* _Required work_: Here is the listing. Report each line in it that contains the string "from".

* _Source records_:
· · · ·

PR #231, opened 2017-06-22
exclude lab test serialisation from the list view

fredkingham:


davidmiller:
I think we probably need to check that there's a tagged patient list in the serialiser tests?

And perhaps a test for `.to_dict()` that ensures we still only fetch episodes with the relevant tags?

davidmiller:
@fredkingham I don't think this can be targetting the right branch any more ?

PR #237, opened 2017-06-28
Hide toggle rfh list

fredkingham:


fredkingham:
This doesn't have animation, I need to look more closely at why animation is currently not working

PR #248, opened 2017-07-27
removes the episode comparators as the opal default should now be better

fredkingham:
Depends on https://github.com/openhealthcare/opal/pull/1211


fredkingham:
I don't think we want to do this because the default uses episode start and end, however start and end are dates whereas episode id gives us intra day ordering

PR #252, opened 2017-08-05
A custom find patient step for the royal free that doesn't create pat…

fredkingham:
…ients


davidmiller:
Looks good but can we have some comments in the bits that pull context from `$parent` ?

· · · ·

* _The answer_:
exclude lab test serialisation from the list view
Looks good but can we have some comments in the bits that pull context from `$parent` ?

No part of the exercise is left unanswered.